Alors que le mandat du peuple, formulé par la Charte de la liberté [programme de l’ANC à ses débuts], exigeait la nationalisation des mines, Mandela passa des compromis avec les milieux d’affaires blancs pour laisser intacte leur part du gâteau. Plusieurs des figures de l’Apartheid ont gardé des postes clés, comme le ministre des finances Derek Keyes, qui a conservé son poste sous Mandela. Une autre promesse fondamentale de la Charte, la redistribution totale des terres, a été abandonnée, remplacée par une nouvelle clause de la Constitution qui « protége toute propriété privée ». Le transfert de propriété des ressources naturelles et des terres, qui constitue une base indispensable pour une véritable transformation de la société, a été délibérément occultée sous les slogans de "Vérité et réconciliation » et de « Nation arc-en-ciel ».

 

Ces slogans n’ont fait que couvrir l’appauvrissement des masses noires. Mandela n’a fait que remplacer l’apartheid raciale par l’apartheid économique. Bien que les disparités entre les Blancs et une minuscule élite noire enrichie se soient rétrécies, elles se sont élargies entre ceux-ci et la majorité noire.
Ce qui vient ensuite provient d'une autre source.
PR #2315, opened 2020-01-14
Migrate accounts when extension is installed

Gara64:
When the extension is installed for the first time, we want the user to get its existing account. Therefore, we run the dedicated worker on the pre-login route, only if the `extension_installed` flag is set to false.

### DIFF
--- a/web/bitwarden/bitwarden.go
+++ b/web/bitwarden/bitwarden.go
@@ -12,6 +12,7 @@ import (
 	"github.com/cozy/cozy-stack/model/bitwarden/settings"
 	"github.com/cozy/cozy-stack/model/instance"
 	"github.com/cozy/cozy-stack/model/instance/lifecycle"
+	"github.com/cozy/cozy-stack/model/job"
 	"github.com/cozy/cozy-stack/model/oauth"
 	"github.com/cozy/cozy-stack/model/permission"
 	"github.com/cozy/cozy-stack/model/session"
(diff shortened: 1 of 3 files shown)


web/bitwarden/bitwarden.go
```diff
@@ -22,14 +23,40 @@ import (
...
+		Message:    msg,
+	})
+	return err
+}
+
 // Prelogin tells to the client how many KDF iterations it must apply when
 // hashing the master password.
 func Prelogin(c echo.Context) error {
 	inst := middlewares.GetInstance(c)
+	log := inst.Logger().WithField("nspace", "pre-login")
```
nono: I'd have used `bitwarden` for the logging namespace

web/bitwarden/bitwarden.go
```diff
@@ -22,14 +23,40 @@ import (
...
 	settings, err := settings.Get(inst)
 	if err != nil {
 		return err
 	}
+	if !settings.ExtensionInstalled {
+		// This is the first time the bitwarden extension is installed: make sure
+		// the user gets the existing accounts into the vault
+		if err := migrateAccountsToCiphers(inst); err != nil {
+			log.Errorf("Account migration failed : %s", err)
```
nono: I think we can improve the log message. Maybe something like: `Cannot push job for ciphers migration: %s`

PR #2324, opened 2020-01-17
Add a deleting flag on instance

nono:
When deleting an instance, the first step is to clean the accounts. This step must not run twice in parallel if the instance deletion is runned twice. And if it fails, it must be manually managed. So, we have added a `deleting` flag on the instance to avoid those issues.

### DIFF
--- a/web/middlewares/instance.go
+++ b/web/middlewares/instance.go
@@ -18,15 +18,20 @@ func NeedInstance(next echo.HandlerFunc) echo.HandlerFunc {
 			return next(c)
 		}
 		i, err := lifecycle.GetInstance(c.Request().Host)
-		if err != nil || i.Deleting {
+		if err != nil {
 			var errHTTP *echo.HTTPError
 			switch err {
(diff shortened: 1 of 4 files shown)


web/middlewares/instance.go
```diff
@@ -18,10 +18,10 @@ func NeedInstance(next echo.HandlerFunc) echo.HandlerFunc {
 			return next(c)
 		}
 		i, err := lifecycle.GetInstance(c.Request().Host)
-		if err != nil {
+		if err != nil || i.Deleting {
 			var errHTTP *echo.HTTPError
 			switch err {
-			case instance.ErrNotFound, instance.ErrIllegalDomain:
+			case instance.ErrNotFound, instance.ErrIllegalDomain, nil:
```
ptbrowne: I think it would be clearer if this was extracted from the switch case.

```
if i.Deleting {
  err = instance.ErrNotFound
  errHTTP = echo.NewHTTPError(http.StatusNotFound, err)
}
```

nono: Good idea

Issue #1504, opened 2018-08-28
cozy-stack {apps,konnectors} CLI returns the whole manifest


ptbrowne:
When updating an application, I only need the version that has been installed and can use `show` if I need all the information.

What could be cool : 
```
$ cozy-stack konnectors update toto
toto has been updated to 1.0.0

$ cozy-stack konnectors update toto
toto is already up-to-date at 1.0.0
```

nono:
Fixed by #2340

PR #2340, opened 2020-01-22
Print useful message instead of manifest when updating apps/konnector…

mamyn0va:
This PR fixes the issue #1504.
It aims at printing a useful message on the CLI instead of manifest when updating apps/konnectors.

### DIFF
--- a/cmd/apps.go
+++ b/cmd/apps.go
@@ -362,21 +362,27 @@ func updateApp(cmd *cobra.Command, args []string, appType string) error {
 	}
 
 	c := newClient(flagDomain, appType)
-	manifest, err := c.UpdateApp(&client.AppOptions{
+	opts := &client.AppOptions{
 		AppType:   appType,
 		Slug:      args[0],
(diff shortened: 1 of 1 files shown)


cmd/apps.go
```diff
@@ -362,21 +362,27 @@ func updateApp(cmd *cobra.Command, args []string, appType string) error {
...
 	if err != nil {
 		return err
 	}
-	json, err := json.MarshalIndent(manifest.Attrs, "", "  ")
+	newManifest, err := c.UpdateApp(opts, flagSafeUpdate)
 	if err != nil {
 		return err
 	}
-	fmt.Println(string(json))
+	msg := "%s is already up-to-date at %s"
```
nono: Why this message has no `\n`, but the message for an updating app has one?

mamyn0va: It's a mistake. I forgot it.

nono:
Thanks!

PR #2345, opened 2020-01-27
Add a route /notes/:id/open

nono:
This route can be used by clients to get information about a note and build the URL where the note can be opened.

### DIFF
--- a/model/note/open.go
+++ b/model/note/open.go
@@ -6,8 +6,8 @@ import (
 
 	"github.com/cozy/cozy-stack/client/request"
 	"github.com/cozy/cozy-stack/model/instance"
-	"github.com/cozy/cozy-stack/model/permission"
 	"github.com/cozy/cozy-stack/model/sharing"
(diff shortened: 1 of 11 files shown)


model/note/open.go
```diff
@@ -0,0 +1,140 @@
...
+		doc = openLocalNote(inst, fileID, code)
+	} else {
+		doc, err = openSharedNote(inst, sharing, fileID)
+		if err != nil {
+			return nil, err
+		}
+	}
+
+	// Enforce DocID and PublicName with local values
+	doc.DocID = fileID
```
taratatach: Shouldn't you use `doc.SetID(fileID)` here?

nono: We don't care. The `SetID` is used by packages like `couchdb` and `jsonapi` that needs a generic way to manipulate a lot of doctypes (well, their types in go). But, when we are accessing/setting an ID for a struct in the same module, we often prefer the direct way to just assign it.

PR #2349, opened 2020-01-29
Fix conflict on account migration

Gara64:
The setting update might fail at the end of the migration worker if the settings were updated during the process.

### DIFF
--- a/worker/migrations/migrations.go
+++ b/worker/migrations/migrations.go
@@ -233,17 +233,31 @@ func migrateAccountsToOrganization(domain string) error {
 			errm = multierror.Append(errm, err)
 		}
 	}
+	// Reload the setting in case the revision changed
+	setting, err = settings.Get(inst)
+	if err != nil {
+		errm = multierror.Append(errm, err)
+		return errm
+	}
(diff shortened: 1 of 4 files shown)


worker/migrations/migrations.go
```diff
@@ -237,6 +237,12 @@ func migrateAccountsToOrganization(domain string) error {
 	setting.ExtensionInstalled = true
 	settings.UpdateRevisionDate(inst, setting)
 	if err != nil {
+		if couchdb.IsConflictError(err) {
```
nono: :warning: It looks like the error doesn't come from saving the settings, but from before!

worker/migrations/migrations.go
```diff
@@ -237,6 +237,12 @@ func migrateAccountsToOrganization(domain string) error {
...
+			// The settings have been updated elsewere: retry
+			setting, err = settings.Get(inst)
+			setting.ExtensionInstalled = true
+			settings.UpdateRevisionDate(inst, setting)
+		}
 		errm = multierror.Append(errm, err)
```
nono: We should not happen the error if the retry has succeed.

PR #2353, opened 2020-01-29
Fix missing stamp in refresh token

Gara64:
This caused a failed attempt to refresh token


ptbrowne:
Thanks for the fix, maybe adding some tests here would help avoid future bugs :)

PR #2355, opened 2020-01-29
Print useful message instead of manifest when (un)-installing apps/konnectors

mamyn0va:
This PR aims at printing a useful message on stdout when installing or uninstalling apps or konnectors : 

```
./cozy-stack apps install --domain "cozy.tools:8080" drive
drive has been installed (1.18.23)
```

```
./cozy-stack apps uninstall --domain "cozy.tools:8080" drive
drive has been uninstalled
```


nono:
Thanks!

PR #2357, opened 2020-01-30
Upgrade goimports

Gara64:
I made `go get golang.org/x/tools/cmd/goimports`


Gara64:
Actually, we prefer not having goimports as a stack dependency

PR #2386, opened 2020-02-10
Filter accounts migration by ClientKind

Gara64:
Settings is used as a bitwarden client, therefore, it could trigger the
account migration worker as it uses the /bitwarden routes. To avoid
this, we check if the OAuth client kind is not "web", used for web apps.

### DIFF
--- a/web/bitwarden/bitwarden.go
+++ b/web/bitwarden/bitwarden.go
@@ -126,21 +126,9 @@ func SetKeyPair(c echo.Context) error {
 	if err != nil {
 		return err
 	}
-	if _, err := setting.OrganizationKey(); err == settings.ErrMissingOrgKey {
-		// The organization key should exist at this moment as it is created at the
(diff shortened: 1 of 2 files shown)


web/bitwarden/bitwarden.go
```diff
@@ -292,6 +286,20 @@ func getInitialCredentials(c echo.Context) error {
 	}
 	key := setting.Key
 
+	if _, err := setting.OrganizationKey(); err == settings.ErrMissingOrgKey {
+		// The organization key should exist at this moment as it is created at the
+		// instance creation or at the login-hashed migration.
+		log.Warningf("Organization key does not exist")
```
nono: Is it useful to repeat the same warning that we have at the prelogin step?

Gara64: I removed it with the new commit (the warning was in `SetKeyPair`)

PR #2606, opened 2020-08-19
Be explicit about sameSite for cookies

nono:
The session cookies will have a lax policy for sameSite, and the CSRF
cookies will have a strict policy.

See https://hacks.mozilla.org/2020/08/changes-to-samesite-cookie-behavior/

### DIFF
--- a/model/session/session.go
+++ b/model/session/session.go
@@ -216,6 +216,7 @@ func (s *Session) ToCookie() (*http.Cookie, error) {
 		Domain:   CookieDomain(inst),
 		Secure:   !build.IsDevRelease(),
 		HttpOnly: true,
+		SameSite: http.SameSiteLaxMode,
 	}, nil
 }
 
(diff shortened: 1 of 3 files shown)


taratatach:
Should we make a request to add `mycozy.cloud` to the [Public Suffix list](https://publicsuffix.org/) to make sure `alice.mycozy.cloud` and `bob.mycozy.cloud` are not considered as Same-Site?

nono:
> Should we make a request to add mycozy.cloud to the Public Suffix list to make sure alice.mycozy.cloud and bob.mycozy.cloud are not considered as Same-Site?

Absolutely not! We are putting the session cookies on `mycozy.cloud` to share the cookies between `alice.mycozy.cloud` and `alice-drive.mycozy.cloud`. It has not always been the case, but with browsers like Safari and Firefox that push to not send third party cookies, we needed to do move the cookies to `mycozy.cloud` to avoid reliability issues.

taratatach:
> We are putting the session cookies on `mycozy.cloud` to share the cookies between `alice.mycozy.cloud` and `alice-drive.mycozy.cloud`.

Isn't this a reliability when it comes to third-party applications running on the Cozy?

nono:
> Isn't this a liability when it comes to third-party applications running on the Cozy?

The cookies are marked as httpOnly, which means that the apps can't read the cookies.

PR #2607, opened 2020-08-20
Update Cozy-ui

nono:
It fixes an issue with recent Chrome where text is not centered inside buttons.

### DIFF
--- a/assets/templates/login.html
+++ b/assets/templates/login.html
@@ -58,7 +58,7 @@
             <input id="csrf_token" type="hidden" name="csrf_token" value="{{.CSRF}}" />
             <input id="two-factor-trusted-device-token" type="hidden" name="two-factor-trusted-device-token" value="" />
             <div class="o-field password-form u-m-0">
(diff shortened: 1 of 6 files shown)


assets/templates/login.html
```diff
@@ -58,7 +58,7 @@ <h2 class="password-form wizard-subtitle u-coolGrey">{{.Domain}}</h2>
             <input id="csrf_token" type="hidden" name="csrf_token" value="{{.CSRF}}" />
             <input id="two-factor-trusted-device-token" type="hidden" name="two-factor-trusted-device-token" value="" />
             <div class="o-field password-form u-m-0">
-              <label for="password" class="c-label">{{t "Login Password field"}}</label>
+              <label for="password" class="c-label c-label--block u-mt1">{{t "Login Password field"}}</label>
```
Crash--, line 61:
```suggestion
              <label for="password" class="c-label c-label--block u-mt-1">{{t "Login Password field"}}</label>
```

nono: Good catch :+1:

PR #2615, opened 2020-09-02
Add a route to show the avatar of a sharing member

nono:


docs/public.md
```diff
@@ -8,4 +8,11 @@ These routes are public: no authentication is required for them.
 
 ### GET /public/avatar
 
-Returns an image chosen by the user as its avatar, or the default avatar.
+Returns an image chosen by the user as their avatar. If no image has been
+chosen, a fallback will be used, depending of the `default` parameter in the
+query-string:
+
+- `cloud`: a default image that shows the Cozy Cloud logo, but it can be
```
y-lohse, line 15: Should we name it something more generic than `cloud` since it's not necessarily a cloud? Eg. `default` or `fallback`?

nono: Yeah, I was not very inspired. I have started with `default` but I found very weird to have `default=default` in a query-string.

y-lohse: Right 😁 . Maybe we can name the parameter `fallback`, support `fallback=initials` or `fallback=404`, and if there's no provided `fallback` we use the default automatically?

Ses conditions de vie sont les mêmes, voire même pires, que sous l’Apartheid. Les Noirs, qui constituent 80 % de la population, ne contrôlent que 5 % des richesses. Seule une infime fraction (3 %) des terres appartenant à des Blancs (87% du total) a été transférée à des Noirs depuis 1994. Post-apartheid, le revenu des 40 % de familles noires les plus pauvres a diminué de 20%. 2 millions d’entre elles ont été expulsées de leurs maisons. La privatisation des services de base a privé d’eau et d’électricité des millions de personnes. En 2010, 30 % des Noirs étaient officiellement au chômage contre seulement 5 % des Blancs. Le niveau de revenu des noirs par habitants en 2008 n’était que de 13% de celui des Blancs, pour 10,9 % en 1993. Le massacre de 34 mineurs de Marikana (mine de platine, propriété de capitaux britanniques), abattus dans le dos par la police, témoigne de la brutalité du régime post-apartheid mis en place par Mandela.

 

Mandela, par sa trahison historique, a vendu l’énorme potentiel révolutionnaire de la lutte anti-raciste qui a fait rage dans toute l’Afrique contre des années d’oppression raciste brutale et d’exploitation. C’est cette trahison qui a fait de Mandela un « saint » pour les oppresseurs. Ils l’admirent non seulement par ses compromis, mais aussi pour sa capacité à utiliser son prestige et son charisme pour convaincre les opprimés de se plier à la « réconciliation » et à sacrifier leur propre intérêt pour le plus grand bien des classes dirigeantes. Mais il ne peut y avoir « réconciliation » avec le féodalisme, avec le fascisme ou avec l’impérialisme. La seule façon d’avancer vers la libération est le renversement complet d’un ordre injuste par la révolution.